Maybe this week will settle down,
Dave."
Besides the ongoing surplus of Linux fixes continuing to flow in for Linux 7.1, the ioctl drama is the other matter... It pertains to drm_gem_change_handle_ioctl() as a DRM PRIME interface to re-assign GEM handles. This is an interface pursued by AMD engineers as part of their Checkpoint and Restore in User-Space ( [3]CRIU ) initiative. CRIU needs to be able to create or import a buffer object with a specific GEM handle. This interface was devised by AMD engineers last year.
This work was done by AMD to allow freezing a running app/container of ROCm compute workloads and saving its state to be restored later, such as when performing live migration or snapshotting purposes.
Earlier this year with [4]CVE-2026-23149 a security vulnerability was identified to allow user-space to trigger kernel warnings using it.

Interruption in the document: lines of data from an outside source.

Issue #2134, opened 2017-08-10
Compare View Revamp: Add loading indicator/spinner to compare view


ajrobbins:
When precipitation is changed, the charts have to re-render. There is currently no indication to the user that anything is happening: https://github.com/WikiWatershed/model-my-watershed/pull/2123#issuecomment-321586095

jfrankl:
Good catch. Let's model this after the proposed loading designs seen here: https://github.com/WikiWatershed/model-my-watershed/issues/1848

While model is running:

1. Add spinner
2. Change opacity of bars in bar graphs

Details in the screenshot below:

![mmw-model-running](https://user-images.githubusercontent.com/1809908/29282458-e09e085a-80f0-11e7-8765-6324dc090c34.png)

PR #2226, opened 2017-09-06
Compare View Revamp: Loading States

rajadain:
## Overview

Adds loading states to indicate that the models are being run. All results are faded, and a spinner is added at the top-right corner. Interactivity is not impacted at all. See commit messages for details.

Connects #2134 

## Testing Instructions

 * Open a project with many scenarios. Open the Compare Window.
 * Ensure that the results start out faded, and saturate once all of them stop polling.
 * Try changing the precipitation value. Ensure that the spinner behaves accordingly.

### DIFF
--- a/src/mmw/js/src/compare/models.js
+++ b/src/mmw/js/src/compare/models.js
@@ -208,6 +208,25 @@ var WindowModel = Backbone.Model.extend({
         scenarios: null, // ScenariosCollection
         tabs: null,  // TabsCollection
         visibleScenarioIndex: 0, // Index of the first visible scenario
+        polling: false,  // If any results are polling
+    },
+
+    initialize: function() {
+        var setPolling = _.bind(this.setPolling, this);
+
+        this.get('scenarios').forEach(function(scenario) {
+            scenario.get('results').on('change', setPolling);
+        });
+    },
+
+    setPolling: function() {
+        var getPolling = function(scenario) {
+                return scenario.get('results').pluck('polling');
+            },
+            scenarios = this.get('scenarios'),
+            polling = _(scenarios.map(getPolling)).flatten().some();
+
+        this.set({ polling: polling });
     },
 
     addOrReplaceInput: function(input) {
--- a/src/mmw/js/src/compare/templates/compareWindow2.html
+++ b/src/mmw/js/src/compare/templates/compareWindow2.html
@@ -30,5 +30,5 @@
         </button>
     </div>
 </div>
-<div class="compare-sections">
+<div class="compare-sections polling">
 </div>
--- a/src/mmw/js/src/compare/templates/compareWindow2.html
+++ b/src/mmw/js/src/compare/templates/compareWindow2.html
@@ -3,6 +3,7 @@
     <div class="compare-title">
         <h1>Compare</h1>
     </div>
+    <div class="spinner hidden"></div>
     <div class="compare-close">
         <button>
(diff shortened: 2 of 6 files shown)


kellyi:
Taking a look at this.

kellyi:
Working well in Chrome, FF, and Safari! In IE 11 I don't see the loading spinner -- and the stacked bar chart's not showing up.

I think the latter's a known issue, so depending on whether we want to address the loading spinner icon here or not, this looks good to me.

kellyi:
I did notice once quirk with the compare view slider which probably merits another issue if it's not the intended behavior: viz, it looks like the slider button allows you to move the scenario columns once even if they all fit into the viewport:

screen shot 2017-09-07 at 10 20 18 am

->

screen shot 2017-09-07 at 10 20 23 am

If this isn't intentional, we should make another issue to fix it.

src/mmw/js/src/compare/models.js
```diff
@@ -208,6 +208,25 @@ var WindowModel = Backbone.Model.extend({
...
+            scenario.get('results').on('change', setPolling);
+        });
+    },
+
+    setPolling: function() {
+        var getPolling = function(scenario) {
+                return scenario.get('results').pluck('polling');
+            },
+            scenarios = this.get('scenarios'),
+            polling = _.flatten(scenarios.map(getPolling)).some(_.identity);
```
kellyi: Probably fine to leave but this could also use the lodash/underscore version of `some`?

ajrobbins:
@jfrankl I'm concerned that the loading spinner itself is too subtle - I didn't even notice it for a minute in the GIF on this PR. I think the lightening of the rest of the panel is helpful, but the spinner is very small and subtle. Perhaps we could consider doing something larger, potentially positioned over the greyed-out area?

kellyi:
Going to pull the new commit down and run this again before approving.

rajadain:
Created #2236 for the sliding issue described above.

jfrankl:
Two suggestions that I think will improve the visibility of the spinner.

1. Move the spinner to the center of the header
2. Switch the spinner style to the style recommended in https://github.com/WikiWatershed/model-my-watershed/issues/1848#issuecomment-306285213 (message me for CSS)

kb1eclfcq4

Also, please make the following changes so the application matches the specifications in https://github.com/WikiWatershed/model-my-watershed/issues/2134#issuecomment-322280666:

1. Only the bars in the bar graphs or numbers inside the table should change opacity. Axis labels, headings, etc. should not change opacity.
2. Please remove the transition on the opacity change. It should feel like it's "snapping back" into place.

rajadain:
I think we should use the new spinner, and later add it to the modeling sidebar. Since this is a new component, I'm more confident about including a new visual element here. With the new wave spinner, should it also be centered?

I'll await the wave spinner CSS on Slack, will implement the rest now.

jfrankl:
Yes, I think it should also be centered.

rajadain:
Pushed up some fixups. This is what it looks like now:



I was unable to remove the opacity transition from the bar charts, because we also use it for hiding them as they slide. But they look pretty snappy to me ...

ajrobbins:
Looking good to me.

rajadain:
Great. I'll squash and merge once @jfrankl has had a chance to take a look.

rajadain:
Squashing and merging now.

rajadain:
Thanks for all the feedback and support!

That was attempted to be fixed in January but didn't go as planned.
Following other off-mailing-list discussions due to the security nature of it, Simona Vetter now has attempted to fix the interface a fourth time, ultimately disabling it for the time being. Vetter explained in [5]the patch queued this week for Linux 7.1:
"On-list because the cat is out of the bag and we're clearly not good enough to figure this out in private. The story thus far:
5e28b7b9 ("drm: Set old handle to NULL before prime swap in change_handle") tried to fix a race condition between the gem_close and gem_change_handle ioctls, but got a few things wrong:
- There's a confusion with the local variable handle, which is actually the new handle, and so the two-stage trick was actually applied to the wrong idr slot. 7164d785 ("drm/gem: fix race between change_handle and handle_delete") tried to fix that by adding yet another code block, but forgot to add the error handling. Which meant we now have two paths, both kinda wrong.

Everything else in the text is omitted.